TASK REQUIREMENTS: Repeat the stretch of entries below from the line with "--- a/main/tasks/stratum_v1_task.c" through the line with "sent immediately instead". Include both ends and add nothing.

─── AVAILABLE RECORDS ───

PR #1714, opened 2026-05-25
Reset ASIC error count after frequency changes

### LINKED ISSUE #1328: Reset error register after frequency change

0xjc65eth:
## Summary
- reset each supported ASIC error-count register after a frequency transition completes
- clear the in-memory error measurement at the same time to avoid a stale baseline or wraparound spike
- route the reset through the common ASIC facade so UI, BAP, startup ramps, and safety-mode frequency changes get the same behavior

Fixes #1328

## Testing
- `git diff --check`

Firmware build was not run because `idf.py` is not installed in this environment.


0xjc65eth:

PR #1715, opened 2026-05-25
Chart the maximum ASIC temperature by default

### LINKED ISSUE #1476: ASIC Temp chart misleading on multi chip units

0xjc65eth:
## Summary
- make the default `asicTemp` chart source use the hottest ASIC temperature when a second sensor is present
- store historical `asicTemp` samples as the max of ASIC temp 1 and 2
- rename the chart label to `Max ASIC Temp` while keeping the existing `asicTemp` key compatible

Fixes #1476

## Testing
- `git diff --check`
- `npm run build`


0xjc65eth:

PR #1716, opened 2026-05-25
Avoid restart warning for hostname-only network changes

### LINKED ISSUE #581: AxeOS 2.4.1 incorrectly states restart is needed to change hostname

0xjc65eth:
## Summary
- only show the network restart warning when Wi-Fi settings changed
- keep hostname-only saves quiet because the hostname is reflected without a restart
- only enable the Restart button after saves that actually need a restart

Fixes #581

## Testing
- `git diff --check`
- `npm run build`


0xjc65eth:

PR #1718, opened 2026-05-25
Add camelCase overheat mode API field

### LINKED ISSUE #621: bug: API formatting inconsistency

0xjc65eth:
## Summary
- add `overheatMode` to the system info response
- keep `overheat_mode` as a deprecated compatibility alias
- update OpenAPI and the frontend mock data so generated API types continue to build

Fixes #621

## Testing
- `git diff --check`
- `npm run build`


0xjc65eth:

PR #1719, opened 2026-05-26
Add local work generation via Bitcoin RPC

keegreil:
This PR provides local work generation using getblocktemplate RPC communication from a local Bitcoin node, removing the need for a separate Stratum server.  It include using submitblock to submit any found blocks back to the connected node.

This is experimental, and may need to be marked as such before wide use, since this work generation code is not nearly as battle tested as the major Stratum server implementations (CKPool, DATUM, Public Pool, etc.).  

Submitting here to provide for discussion and evaluation.


components/stratum/local_work_builder.c
```diff
@@ -0,0 +1,1789 @@
...
+#include "esp_heap_caps.h"
+#include "esp_psram.h"
+#endif
+#include "libbase58.h"
+#include "mbedtls/sha256.h"
+#include "segwit_addr.h"
+#include "utils.h"
+
+#define LOCAL_WORK_COINBASE_VERSION 2
+#define LOCAL_WORK_SEQUENCE_FINAL 0xffffffffU
```
0xf0xx0, line 22: should we care about bip-54 here? it recently got advanced to complete, though theres a bit of a discussion going on...

components/stratum/local_work_builder.c
```diff
@@ -0,0 +1,1789 @@
...
+    char *end = NULL;
+    unsigned long value = strtoul(hex, &end, 16);
+    if (!end || *end != '\0' || value > UINT32_MAX) {
+        return ESP_ERR_INVALID_ARG;
+    }
+    *out = (uint32_t)value;
+    return ESP_OK;
+}
+
+static const char *find_json_value(const char *json, const char *key)
```
0xf0xx0, line 257: why not cJSON?

main/local_work_client.c
```diff
@@ -0,0 +1,823 @@
...
+
+#define LOCAL_WORK_TEMPLATE_INITIAL_DELAY_MS 15000
+#define LOCAL_WORK_TEMPLATE_ERROR_INTERVAL_MS 30000
+#define LOCAL_WORK_TEMPLATE_UNCONFIGURED_INTERVAL_MS 30000
+#define LOCAL_WORK_TEMPLATE_REFRESH_MS 60000
+#define LOCAL_WORK_RETRY_DELAY_MS 5000
+#define LOCAL_WORK_RPC_TIMEOUT_MS 30000
+#define LOCAL_WORK_INITIAL_RESPONSE_BYTES 2048
+#define LOCAL_WORK_MAX_TEMPLATE_RESPONSE_BYTES (5 * 1024 * 1024)
+#define LOCAL_WORK_TEMPLATE_TAG "/Local Work ESP32/"
```
0xf0xx0, line 35: theres a tag also defined in local_work_builder.h

what about `/ESP-Miner/Local Work/`? gives downstream forks an opportunity to distinguish themselves

main/local_work_client.c
```diff
@@ -0,0 +1,823 @@
...
+    size_t tx_count_varint_len = encode_varint(ctx->tx_bundle->tx_count + 1, tx_count_varint);
+    size_t block_bytes = sizeof(header) + tx_count_varint_len + ctx->job.coinbase_tx_len;
+    for (size_t i = 0; i < ctx->tx_bundle->tx_count; i++) {
+        block_bytes += ctx->tx_bundle->tx_lengths[i];
+    }
+
+    char *rpc_url = nvs_config_get_string(NVS_CONFIG_LOCAL_WORK_BITCOIN_RPC_URL);
+    char *rpc_auth_mode = nvs_config_get_string(NVS_CONFIG_LOCAL_WORK_BITCOIN_RPC_AUTH_MODE);
+    char *rpc_username = nvs_config_get_string(NVS_CONFIG_LOCAL_WORK_BITCOIN_RPC_USERNAME);
+    char *rpc_password = nvs_config_get_string(NVS_CONFIG_LOCAL_WORK_BITCOIN_RPC_PASSWORD);
```
0xf0xx0, line 566: could this hammer the nvs on regtest?

main/thermal/EMC2302.c
```diff
@@ -90,7 +90,7 @@ static uint16_t get_fan_speed(uint8_t reg_addr, uint8_t multiplier)
     uint32_t rpm = 3932160UL * multiplier / tach_counter;
 
     if (rpm > UINT16_MAX) {
-        ESP_LOGW(TAG, "RPM %u exceeds uint16_t range, clamping", rpm);
```
0xf0xx0, line 93: separate these into a different pr?

main/http_server/axe-os/src/app/components/pool/pool.component.html
```diff
@@ -235,6 +235,102 @@ <h2 *ngIf="pool === 'fallbackStratum'" class="mt-5">Fallback Pool Configuration<
...
 
+        <h2 class="mt-5">Sovereign Work Generation</h2>
+        <div class="card">
+            <div class="field-checkbox grid">
+                <div class="col-1 md:col-10 md:flex-order-2">
+                    <p-checkbox name="localWorkEnabled" inputId="localWorkEnabled" formControlName="localWorkEnabled" [binary]="true"></p-checkbox>
+                </div>
+                <label for="localWorkEnabled" class="col-11 m-0 pb-0 pl-3 md:col-2 md:flex-order-1 md:pl-2">
+                    <tooltip-text-icon
+                        text="Prefer local work generation"
```
0xf0xx0, line 246: prefer -> use?

0xf0xx0 (commented):
this looks fun, ima give it a spin in a bit uwu

code nits commented, also local_work_builder could use with some doc comments on each function

mutatrum:
Related discussion: #901

components/stratum/include/mining.h
```diff
@@ -21,6 +27,9 @@ typedef struct
     double pool_diff;
     char *jobid;
     char *extranonce2;
+    bm_job_source_t source;
```
mutatrum, line 30: Is this something that can be tracked within local_work_builder, or local_work_client? I'd rather not have this leak out of the local work context.

components/stratum/local_work_builder.c
```diff
@@ -0,0 +1,1789 @@
...
+                                     : (tolower((unsigned char)hex[i * 2]) - 'a' + 10));
+        uint8_t low = (uint8_t)(isdigit((unsigned char)hex[i * 2 + 1])
+                                    ? hex[i * 2 + 1] - '0'
+                                    : (tolower((unsigned char)hex[i * 2 + 1]) - 'a' + 10));
+        out[i] = (high << 4) | low;
+    }
+    return ESP_OK;
+}
+
+static void reverse_bytes_32(const uint8_t src[32], uint8_t dest[32])
```
mutatrum, line 212: IIRC this already is available in utils?

components/stratum/local_work_builder.c
mutatrum: Agree, this is a lot of custom code for something there's already a library.

components/stratum/local_work_builder.c
```diff
@@ -0,0 +1,1789 @@
...
+    if (b58_sha256_impl == NULL) {
+        b58_sha256_impl = my_sha256;
+    }
+}
+
+static void *local_work_malloc(size_t size)
+{
+    void *ptr = NULL;
+#if CONFIG_SPIRAM
+    if (esp_psram_is_initialized()) {
```
mutatrum, line 49: We're not officially supporting the non-PSRAM hardware. If you want to play nice, just disable this whole feature if no PSRAM is available.

main/thermal/EMC2302.c
mutatrum: This is already (partially) covered in #1698

mutatrum:
Screenshots please.

For what I can see in the code, this is separate from the stratum/fallbackStratum pool config. IMO it would make more sense to have this on the same level of configuration, so the user can select SV1 / SV2 / GBT mining. But maybe I misread the code?

keegreil:
> Screenshots please.
> 
> For what I can see in the code, this is separate from the stratum/fallbackStratum pool config. IMO it would make more sense to have this on the same level of configuration, so the user can select SV1 / SV2 / GBT mining. But maybe I misread the code?

Screenshots attached!
The intent was to use a "prefer local work generation" setting.  If the node is not reachable, then it would fallback to the Stratum pools, first primary then fallback.  I'm sure I can mod this if you think a different flow is better.  

Screenshot from 2026-05-30 23-02-55
Screenshot from 2026-05-30 23-02-41

mutatrum:
> Screenshots attached! The intent was to use a "prefer local work generation" setting. If the node is not reachable, then it would fallback to the Stratum pools, first primary then fallback. I'm sure I can mod this if you think a different flow is better.

The idea is to support more than 2 pools in the future. Having a GBT option would just be an option of one or more of those entries. Having it on the same level as the current primary / secondary would make this easier.

PR #1720, opened 2026-05-26
Measure SV2 share response time per-share

warioishere:
The SV2 task measured share response time against a single timestamp (the last submit). If more than one share is in flight, the pool can ack several at once via `SubmitShares.Success` (`last_sequence_number` + `new_submits_accepted_count`), so measuring against the last submit gives a wrong round trip.

Now submit timestamps are stored per sequence number (small ring buffer) and the response time is measured against the `last_sequence_number` the pool acked. `sv2_parse_submit_shares_success` now also reads `last_sequence_number`, which was already in the payload but unused.

For pools that batch-ack, the elapsed time also includes the pool's batching window, not just the network round trip. So `new_submits_accepted_count` is exposed as `responseShareBatch` and the dashboard shows a small `(batched ×N)` next to the Time when it's >1.

SV1 unaffected, it already does 1:1 request/response timing.

### DIFF
--- a/main/global_state.h
+++ b/main/global_state.h
@@ -85,6 +85,7 @@ typedef struct
     bool pool_decode_coinbase_tx;
     bool fallback_pool_decode_coinbase_tx;
     float response_time;
+    uint16_t response_share_batch; // shares acked in the batch that produced response_time (SV2: 1 = single, >1 = batched)
     float process_time;
     float cpu_usage;
     bool use_fallback_stratum;
--- a/main/global_state.h
+++ b/main/global_state.h
@@ -85,7 +85,7 @@ typedef struct
     bool pool_decode_coinbase_tx;
     bool fallback_pool_decode_coinbase_tx;
     float response_time;
-    uint16_t response_share_batch; // shares acked in the batch that produced response_time (SV2: 1 = single, >1 = batched)
+    uint16_t response_share_batch;
     float process_time;
     float cpu_usage;
     bool use_fallback_stratum;
--- a/components/stratum_v2/include/sv2_protocol.h
+++ b/components/stratum_v2/include/sv2_protocol.h
@@ -160,7 +160,8 @@ int sv2_parse_set_target(const uint8_t *payload, uint32_t len,
                          uint32_t *channel_id, uint8_t max_target[32]);
 
 int sv2_parse_submit_shares_success(const uint8_t *payload, uint32_t len,
-                                    uint32_t *channel_id, uint32_t *accepted_count);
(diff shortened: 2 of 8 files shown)


mutatrum:
Why is measuring against the last submit not correct? I assume the pool will response as soon as the batch is complete? Having the pool batch responses makes the response time measurement somewhat iffy anyways, there's no guarantee the pool will actually respond directly.

warioishere:
Good question. SV1 doesn't hit this because it already keys submit timestamps per request id (`request_timings[]` in stratum_api.c, indexed by message_id) — each `mining.submit` has its own id, the response references it, lookup is per-id. SV2 instead used a single global `stratum_v2_last_submit_time_us` that's overwritten on every submit.

That matters because submits and ack-processing run on different tasks: `stratum_v2_submit_share` is called from `asic_result_task`, while `SubmitShares.Success` is handled in the `stratum_v2_task` receive loop, with no lock between them. So the ASIC task can overwrite the timestamp between the last share of an acked batch being sent and that ack being processed.

Illustrative:
```
seq 5 submitted t=0
seq 6 submitted t=100
seq 7 submitted t=200
seq 8 submitted t=240     <- ASIC task finds another share before the ack lands
ack t=250 for last_sequence_number=7   (covers 5,6,7 - not 8)
```
Measuring against last submit -> 250-240 = 10ms (timing seq 8, not acked). Against the acked seq 7 -> 250-200 = 50ms. When submits and acks are 1:1 they're identical; the difference only shows when a new share is submitted before the previous ack arrives.

So this PR basically brings SV2 in line with how SV1 already measures (per-request instead of a single global). You're right that batching stays inherently iffy — there's no clean round trip when the pool sits on shares — which is why it also surfaces `new_submits_accepted_count` as `responseShareBatch` and the dashboard flags `(batched x N)`, so a batched measurement is labelled rather than presented as a direct round trip.

main/global_state.h
```diff
@@ -85,6 +85,7 @@ typedef struct
     bool pool_decode_coinbase_tx;
     bool fallback_pool_decode_coinbase_tx;
     float response_time;
+    uint16_t response_share_batch; // shares acked in the batch that produced response_time (SV2: 1 = single, >1 = batched)
```
WantClue: remove the comment here, thats already explaind in openapi.yaml

WantClue (commented):
lgtm apart from my comment

main/global_state.h
warioishere: done

WantClue (approved):

PR #1722, opened 2026-05-26
Set TCP_NODELAY on pool sockets to fix SV2 submit latency

warioishere:
SV2 share submits were taking ~40-60ms on hardware where SV1 submits take ~5-10ms. Traced it with tcpdump at the pool:

- The firmware writes each `SubmitSharesExtended` as two TCP segments (encrypted header, then payload), and the pool socket had Nagle's algorithm active (TCP_NODELAY was never set).
- With Nagle on, the stack sends segment 1 and holds segment 2 until segment 1 is ACKed. The pool only has a partial message so it can't respond, and sends a standalone delayed-ACK after ~40ms. Only then does segment 2 go out, after which the pool responds in <0.1ms.
- SV1 sends its message in a single write/segment, which is why it was already fast.

Fix: set `TCP_NODELAY` on the pool socket right after connect, for both SV1 and SV2. Measured SV2 submit latency drops from 40-60ms to ~8ms, in line with SV1.

Verified with tcpdump at the pool: the submit now arrives without the ~40ms delayed-ACK gap and the pool responds in <1ms.

Before:
Bildschirmfoto_20260526_133902

After:

Bildschirmfoto_20260526_133808

### DIFF
--- a/main/tasks/stratum_v2_task.c
+++ b/main/tasks/stratum_v2_task.c
@@ -48,6 +48,13 @@ static void stratum_v2_set_socket_options(esp_transport_handle_t transport)
     setsockopt(sock, SOL_SOCKET, SO_SNDTIMEO, &snd_timeout, sizeof(snd_timeout));
     setsockopt(sock, SOL_SOCKET, SO_RCVTIMEO, &rcv_timeout, sizeof(rcv_timeout));
 
+    // Disable Nagle's algorithm. SV2 frames are written as two segments (encrypted
+    // header then payload); with Nagle on, the second segment is held until the
+    // first is ACKed, which collides with the pool's delayed-ACK and adds ~40 ms
+    // of latency per share submit.
+    int nodelay = 1;
+    setsockopt(sock, IPPROTO_TCP, TCP_NODELAY, &nodelay, sizeof(nodelay));
+
     int keepalive = 1;
     setsockopt(sock, SOL_SOCKET, SO_KEEPALIVE, &keepalive, sizeof(keepalive));
 
--- a/main/tasks/stratum_v1_task.c
+++ b/main/tasks/stratum_v1_task.c
@@ -210,6 +210,14 @@ static void set_socket_options(esp_transport_handle_t transport)
             ESP_LOGE(TAG, "Failed to set SO_RCVTIMEO");
         }
 
+        // Disable Nagle's algorithm so share submits are sent immediately instead
+        // of being held back to coalesce with later data, which interacts badly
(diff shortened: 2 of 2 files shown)


main/tasks/stratum_v2_task.c
mutatrum, line 37: Would it make sense to extract this method, as they are identical as far as I can tell?

warioishere: Agreed, they're identical apart from SV1 using globals for the timeouts and logging per-setsockopt while SV2 doesn't. Extracting it needs a shared home, and `components/stratum` currently has no transport/networking file — `utils.c` is hash/diff math, `mining.c` is job/merkle, `stratum_api.c` is the SV1 JSON-RPC protocol.

Two ways I see it:

1. Put a `STRATUM_set_socket_options(esp_transport_handle_t)` in `stratum_api.c` next to the existing `STRATUM_V1_transport_init` (both are transport setup). No new file, but it sits in the SV1-named file even though it's shared.

2. New `stratum_transport.c` / `.h` that owns shared stratum TCP transport helpers (single responsibility). Cleaner separation, costs one small file for now.

I lean towards 2 since it's the cleaner home and the SV2 task shouldn't have to pull in the SV1 API header just for socket options. Which do you prefer?

mutatrum: I would opt for `stratum_socket.c` / `.h` in `component/stratum` for `set_socket_options`. Also move `resolve_stratum_address` there, so the SV2 can leverage the non-blocking DNS resolver from SV1.

Some others that can be extracted/consolidated:
 * `is_wifi_connected` appears 3 times (v1, v2 and protocol_coordinator), that can be moved to `component/connect`.
 * `cleanQueue` / `stratum_v2_clean_queue` move to `main/system.c`

Maybe this is a follow-up PR as cleanup/code consolidation PR instead of overloading this one.

warioishere: Agreed — that's more than this PR should carry. I'd suggest merging this one as-is (just the TCP_NODELAY fix) and I'll do the consolidation in a dedicated follow-up PR: `stratum_socket.c`/`.h` for `set_socket_options` + `resolve_stratum_address` (so SV2 can use the non-blocking resolver too), `is_wifi_connected` into `component/connect`, and `cleanQueue` / `stratum_v2_clean_queue` into `main/system.c`. Keeps this fix small and the refactor reviewable on its own.

mutatrum (approved):
LGTM

PR #1724, opened 2026-05-27
Consolidate shared stratum socket, wifi and clean-queue helpers

warioishere:
Follow-up to #1722 — mutatrum suggested doing the socket/code consolidation in a separate PR instead of overloading the TCP_NODELAY change, so here it is.

The SV1 and SV2 tasks had grown several copies of the same code. This pulls them together:

- New `components/stratum/stratum_socket.{c,h}` holds the socket setup (`stratum_socket_set_options`) and the non-blocking DNS resolver (`stratum_socket_resolve`), both moved out of the SV1 task. SV2 now uses the resolver as well and connects by the resolved IP, so its DNS lookups no longer block the lwIP stack — SV1 already did this.
- `is_wifi_connected` existed three times (SV1, SV2 and protocol_coordinator). Moved into the connect component as `wifi_is_connected`.
- `cleanQueue` / `stratum_v2_clean_queue` merged into `SYSTEM_clean_jobs_queue` in system.c.

One behaviour change worth pointing out: the two clean-queue functions weren't identical. The SV1 one also reset the hashrate measurements (to avoid a spike on reconnect), the SV2 one didn't. The merged version keeps the reset, so SV2 now behaves like SV1 there.

Otherwise no functional change — same timeouts, same keepalive and TCP_NODELAY settings. Builds clean for esp32s3.

### DIFF
--- a/components/connect/connect.c
+++ b/components/connect/connect.c
@@ -595,3 +595,9 @@ static const char *get_wifi_reason_string(int reason) {
     }
     return "Unknown error";
 }
+
+bool wifi_is_connected(void)
+{
+    wifi_ap_record_t ap_info;
+    return (esp_wifi_sta_get_ap_info(&ap_info) == ESP_OK);
+}
--- a/components/connect/include/connect.h
+++ b/components/connect/include/connect.h
@@ -4,6 +4,7 @@
 #include "lwip/sys.h"
 #include <arpa/inet.h>
 #include <lwip/netdb.h>
+#include <stdbool.h>
 
 #include "esp_err.h"
 #include "esp_wifi_types.h"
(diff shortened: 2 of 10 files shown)


mutatrum:
Surprising you end up with the same amount of code: `+281/-286`. Not sure where that comes from? There are 2 improvements as benefit, so that's at least one thing :-) Still think it's a good consolidation.

warioishere:
Yeah, the line stat is misleading. The real savings came from `set_socket_options` (was in both tasks) and the three `is_wifi_connected` copies. `resolve_stratum_address` only existed once in v1 — moving it to the shared file is roughly +120/-120 without deduplicating anything, and the new header with its doc comments plus the small SV2 wiring eat the rest. So the win is fewer copies, not fewer lines.

What's left between v1 and v2 is mostly protocol-specific (Noise/binary framing vs JSON-RPC parsing), so I don't think there's another meaningful consolidation hiding here.

mutatrum (approved):
LGTM, nice consolidation with benefits

WantClue:
@warioishere there is a merge conflict now please resolve

warioishere:
done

───

ANSWER TO THIS TASK:
--- a/main/tasks/stratum_v1_task.c
+++ b/main/tasks/stratum_v1_task.c
@@ -210,6 +210,14 @@ static void set_socket_options(esp_transport_handle_t transport)
             ESP_LOGE(TAG, "Failed to set SO_RCVTIMEO");
         }
 
+        // Disable Nagle's algorithm so share submits are sent immediately instead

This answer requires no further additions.